Chartio's Net Promoter Score Best Practices

Posted by barry on April 7, 2015 Data, Data Analytics

This is followup to our post on Get More Out of Your Net Promoter Score by Linking Customer Behavior.

What’s the best way to measure how happy your customers are?

As we started to think about that question, we investigated what other companies are doing. After some investigation, we settled on using a Net Promoter Score to measure customer satisfaction. This is a common methodology that has some big advantages: it’s well understood, useful for benchmarking because it’s commonly used, easy to administer, simple to read, and so easy for your customers that you’ll get a high response rate.

A classic NPS survey asks two simple questions: “How likely are you to recommend our company to a friend or colleague on a scale of 0 to 10?”, followed by an open-ended question about why the respondent gave you that score.

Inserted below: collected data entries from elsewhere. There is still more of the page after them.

Issue #748, opened 2026-04-02
test: add post-deploy template assertion suite for integration fixtures


VirtueMe:
## Background

The current integration test suite (added in #745) deploys all fixtures to LocalStack and verifies that deployment succeeds. This catches runtime errors — malformed IAM policies, invalid state machine definitions, etc.

However, some bugs produce structurally incorrect CloudFormation templates that LocalStack accepts without error but that cause silent failures in production. Two examples already fixed:

- **#275** — multiple `AWS::SNS::TopicPolicy` resources targeting the same topic. CloudFormation silently overwrites the first with the second. LocalStack deploys green; the bug is only visible by inspecting the generated template.
- **#470** — `{ Ref: LambdaFunction }` in an IAM policy resource resolves to the function *name*, not its ARN. LocalStack's IAM validates this and rejects it — but only because IAM happens to validate it. A future similar bug might not be caught this way.

## Proposed solution

After `sls compose deploy` runs (which internally packages each fixture and writes the compiled template to `.serverless/cloudformation-template-update-stack.json`), run a second step that executes `verify.test.js` files co-located with each fixture:

```
fixtures/
  notifications/
    serverless.yml
    verify.test.js   ← asserts exactly one SNS TopicPolicy per topic, etc.
  circular-dependency/
    serverless.yml
    verify.test.js   ← asserts no { Ref: Lambda } in IAM policy resources, etc.
  basic-state-machine/
    serverless.yml
    # no verify.test.js needed — deploy success is sufficient
```

Runner added to the CI workflow after the deploy step:
```bash
npx mocha fixtures/**/verify.test.js
```

The `verify.test.js` files use the same Mocha + Chai setup as the rest of the test suite and read the already-generated `.serverless/cloudformation-template-update-stack.json` for their assertions.

## Why this matters

This closes the gap between "deploys without error" and "generates a correct template". It also gives future contributors a clear pattern for adding template-level assertions when fixing compilation bugs.

PR #802, opened 2026-07-31
fix(notifications): dedupe SNS/SQS policy statements by Sid (#801)

### LINKED ISSUE #801: Notifications: merged SNS/SQS policy has duplicate Sids → "Every policy statement must have a unique ID" (regression from #747)
## Summary

After #747 (merged), upgrading produces a CloudFormation/AWS deploy failure when two or more state machines send notifications to the **same** SNS topic or SQS queue:

```
Invalid parameter: Every policy statement must have a unique ID
```

Reported on the PR by @hfhchan-plb: https://github.com/serverless-operations/serverless-step-functions/pull/747#issuecomment-5140740807

## Root cause

#747 added `mergeResourcePolicies` in `lib/deploy/stepFunctions/compileNotifications.js`, which merges the per-state-machine `AWS::SNS::TopicPolicy` / `AWS::SQS::QueuePolicy` resources that target the same topic/queue into a single resource by **concatenating their statements**.

The problem: the statements it concatenates are byte-for-byte identical, including their `Sid`. The `Sid` is generated by `generatePolicyName` in `lib/deploy/stepFunctions/notificationStrategies/utils.js`:

```js
function generatePolicyName(status, targetType, action, resource) {
  const suffix = crypto.createHash('md5')
    .update(JSON.stringify({ action, resource }))   // only action + resource
    .digest('hex').substr(0, 5);
  return `${status}-${targetType}-${suffix}`;         // status + type + hash
}
```

The `Sid` depends only on **status + target-type + (action, resource)** — it carries **no state-machine identity**. So when machine A and machine B both notify topic X on `FAILED`, each emits a statement with an identical `Sid` (`FAILED-sns-<hash>`), identical `Principal` (`events.amazonaws.com`), `Effect`, `Action`, and `Resource`.

Merging stacks these identical statements into one policy, so the policy ends up with duplicate `Sid`s → AWS rejects the template with `Every policy statement must have a unique ID`.

## Why #747's tests didn't catch it

- The unit/verify tests only **counted** statements ("10 merged statements") and never asserted `Sid` uniqueness.
- LocalStack silently accepts duplicate `Sid`s where real CloudFormation/AWS does not — the same LocalStack blind spot tracked in #748.

## Proposed fix

Dedupe statements during the merge. Because same-target statements are fully identical, deduping by `Sid` (equivalently, full-statement equality) is both the correct fix for the crash **and** semantically correct: the policy grants EventBridge publish/send to the shared topic/queue, and only needs to state that once — it is not per-machine. Two machines sharing topic X → one statement per status, not two.

This preserves #747's goal (one merged policy per target, no silent overwrite) while producing a valid statement set.

## Acceptance criteria

- [x] Merged SNS/SQS policies contain no duplicate `Sid`s
- [x] Unit test asserting `Sid` uniqueness in a merged policy (fails before the fix)
- [x] `notifications` fixture `verify.test.js` asserts `Sid` uniqueness so the integration suite catches this class going forward

## Reproduction

Two state machines, both with a `notifications` block pointing at the same SNS topic (or SQS queue). Package and inspect the compiled `AWS::SNS::TopicPolicy` — the `PolicyDocument.Statement` array contains repeated `Sid`s.

Regression from #747. Related: #275, #748.

VirtueMe:
Closes #801

## Summary
- `mergeResourcePolicies` (added in #747) concatenates same-target SNS/SQS policy statements, but the `Sid` carries no state-machine identity — it's derived from status + target type + (action, resource) only. So two state machines sharing a topic/queue emit **byte-identical** statements with the same `Sid`. AWS rejects that template: `Invalid parameter: Every policy statement must have a unique ID` (regression from #747, reported on that PR).
- Dedupe statements by `Sid` while merging (new `mergeStatements` helper). The grant is per-target, not per-machine, so keeping one statement per `Sid` is correct. The SNS/SQS branches are folded into one table-driven loop.
- Unit tests assert `Sid` uniqueness for shared SNS/SQS targets; two pre-existing count assertions (10→5) that encoded the buggy pre-dedup behaviour are corrected.
- The `notifications` fixture `verify.test.js` swaps its statement-count checks for `Sid`-uniqueness guards. LocalStack accepts duplicate `Sid`s (which is how #747 shipped green), so only the compiled-template assertion catches this class — see #748.

## Test plan
- [x] `npm test` — 618 passing
- [x] `npm run lint` — clean
- [x] Packaged `notifications` fixture → one merged policy per target, 1 statement with a unique `Sid` each

🤖 Generated with [Claude Code](https://claude.com/claude-code)


lib/deploy/stepFunctions/compileNotifications.js
```diff
@@ -199,40 +199,47 @@ function validateConfig(serverless, stateMachineName, stateMachineObj, notificat
...
+  }
+}
+
 function mergeResourcePolicies(resourcePairs) {
-  const snsMap = new Map(); // JSON-serialised Topics array → { logicalId, resource }
-  const sqsMap = new Map(); // JSON-serialised Queues array → { logicalId, resource }
+  // policyType → { keyOf(resource) → { logicalId, resource } }
+  const mergedByType = {
+    'AWS::SNS::TopicPolicy': { map: new Map(), keyOf: (r) => JSON.stringify(r.Properties.Topics) },
+    'AWS::SQS::QueuePolicy': { map: new Map(), keyOf: (r) => JSON.stringify(r.Properties.Queues) },
```
zirkelc: A stable key might require a sort first, otherwise the keys follow insertion order.

@copilot wdyt?

VirtueMe: Very good call!

lib/deploy/stepFunctions/compileNotifications.js
```diff
@@ -216,11 +216,15 @@ function mergeStatements(existing, incoming) {
   }
 }
 
+function policyTargetKey(targets) {
+  return JSON.stringify(_.sortBy([].concat(targets), (target) => JSON.stringify(target)));
```
zirkelc: @copilot that still does not sort the keys, right?

here is what I meant:

```ts
function stringifyJSON(obj) {
  return JSON.stringify(obj, (key, value) =>
    value && typeof value === 'object'
      ? Object.keys(value)
          .sort()
          .reduce<{ [key: string]: unknown }>((result, k) => {
            result[k] = value[k];
            return result;
          }, {})
      : value,
  );
}
```

zirkelc: @copilot+claude-opus-4.6 why is better in your solution than using the the replace arg of JSON.stringify?

zirkelc: @copilot yes do that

Calculate your Net Promoter Score by taking the percentage of customers who gave you a 9 or 10 (Promoters) and subtracting the percentage who gave you a 0 to 6 (Detractors). So, if 50% of your customers gave you a 9 or 10, and 27% gave you a 6 or below, your NPS is 23.

NPS is a single index of customer happiness that is not only easy to trend, but also easy to tie to your customer information.

Surveying Our Customers

We followed the usual NPS practice of surveying a third of our users each month, so that each user gets surveyed once per quarter. I pulled a list of email addresses using Chartio using the remainder of their user ID when divided by three. This divided the user list into thirds in a way that was easily trackable and constant over time.

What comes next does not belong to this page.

PR #837, opened 2019-01-25
Add setup.py for the Python frontend

oyamay:
This commit adds `setup.py` to the Python frontend (`scripts/proto`) so that users can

To survey our users, we used Promoter.io which makes it easy to send a NPS survey to your customers and to review the results. SurveyMonkey also has a set of easy to use NPS templates. Or you could use an on-site survey tool, such as Qualaroo. Promoter.io makes it easy to tag your open-ended responses for deeper analysis and provides a terrific-looking dashboard for reviewing your results.

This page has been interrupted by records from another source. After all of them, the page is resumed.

PR #839, opened 2019-01-28
Feature data set metadata

bvanessen:
Creates a new metadata file that is used to store both the schema and normalization values for a given data reader.  The eliminates a lot of copy and past from the JAG Conduit data readers.

### DIFF
--- a/ReleaseNotes.txt
+++ b/ReleaseNotes.txt
@@ -22,6 +22,9 @@ Internal features:
 I/O & data readers:
  - Overhauled the I/O system to use an independent background thread
    pool for fetching data
+ - Added support for data set metadata file that provides both schema
+   and normalization values unique to a given data set.  Demonstrated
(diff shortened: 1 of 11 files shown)


bvanessen:
I understand that this is very specialized to the JAG data set, but when we go to Hydra data I am told that the schema and initialization values will change, but the data reader / preprocessing will not change much.  Additionally, if we start to pull in other data sets using HDF5 / conduit, it would be nice to have a more generic data reader.  

Furthermore, in general the data readers are often different between the train and test with respect to the preprocessing steps.  I think that these data readers are so similar is an uncommon case.

bvanessen:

Promoter.io's dashboard does a great job of showing you the current state of each NPS survey.

Promoter.io’s dashboard does a great job of showing you the current state of each NPS survey.

Promoter.io also makes it easy to follow up with users who gave us a low score (yes, there were a few of those) and see what we could do to improve their satisfaction with Chartio. We’re convinced that this process will not only help us track our user satisfaction, but actively improve satisfaction and reduce churn.

Not Everyone Likes NPS

Supporters of NPS will often claim that there is a strong connection between NPS and company growth. Although we’re skeptical of that bold claim, it worked for us as a simple index of customer satisfaction, and we’re also not convinced that it has any of the mystical properties that some consultants attribute to it.

The calculation of the NPS also involves some assumptions about, say, the difference between a willingness to recommend and passivity, which may not be correct.

NPS Best Practices & Recommendations

Make sure you’re able to integrate your NPS data with your user data. We were able to use email addresses to link user satisfaction responses to our users’ accounts and their behavior in our system.

Respond to unhappy - and happy - customers. We made a point of responding to every customer who took the time to respond to our survey. Either addressing any issues they had, passing on their suggestions to our engineering team, and simply thanking them for letting us know what they think.

Keep your methodology simple and repeatable. We chose Promoter.io because they made it simple to survey a third of our customers each month, follow up with a second survey for non-responders, keep our surveys consistent, and track our responses as they came in.

Don’t expect to find useful benchmarks for free. Individual companies closely guard their NPS scores, so the only companies with useful benchmark data for a particular industry (say, enterprise SaaS companies) are unlikely to share that information without charging a lot for it.